(Saved data entries)
-- Opening Marker --

PR #2653, opened 2026-04-15
Improve slnx format output

redorav:
**What does this PR do?**

Improves the configuration mapping for the slnx format

It accounts for the buildcfg and platform combinations so they map correctly to the project files

Some unit tests are failing due to some iterator not being set up correctly, don't think it's a big one but I need someone to review what I'm doing. Once that's fixed I can get to fixing any valid unit test failures and add new ones


modules/vstudio/vs2026_solution.lua
```diff
@@ -156,10 +180,86 @@ function m.projects(wks)
 			p.push('<Folder Name="%s">', groupName)
 		end
 		for _, prj in ipairs(projects) do
+
+			local typeID = vstudio.tool(prj)
+
+			local projectPathStrings = {}
```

-- Closing Marker --

__EXERCISE DIRECTIONS__
Give the data again. Keep every line identical.

__TASK ANSWER__
PR #2653, opened 2026-04-15
Improve slnx format output

redorav:
**What does this PR do?**

Improves the configuration mapping for the slnx format

It accounts for the buildcfg and platform combinations so they map correctly to the project files

Some unit tests are failing due to some iterator not being set up correctly, don't think it's a big one but I need someone to review what I'm doing. Once that's fixed I can get to fixing any valid unit test failures and add new ones


modules/vstudio/vs2026_solution.lua
```diff
@@ -156,10 +180,86 @@ function m.projects(wks)
 			p.push('<Folder Name="%s">', groupName)
 		end
 		for _, prj in ipairs(projects) do
+
+			local typeID = vstudio.tool(prj)
+
+			local projectPathStrings = {}
```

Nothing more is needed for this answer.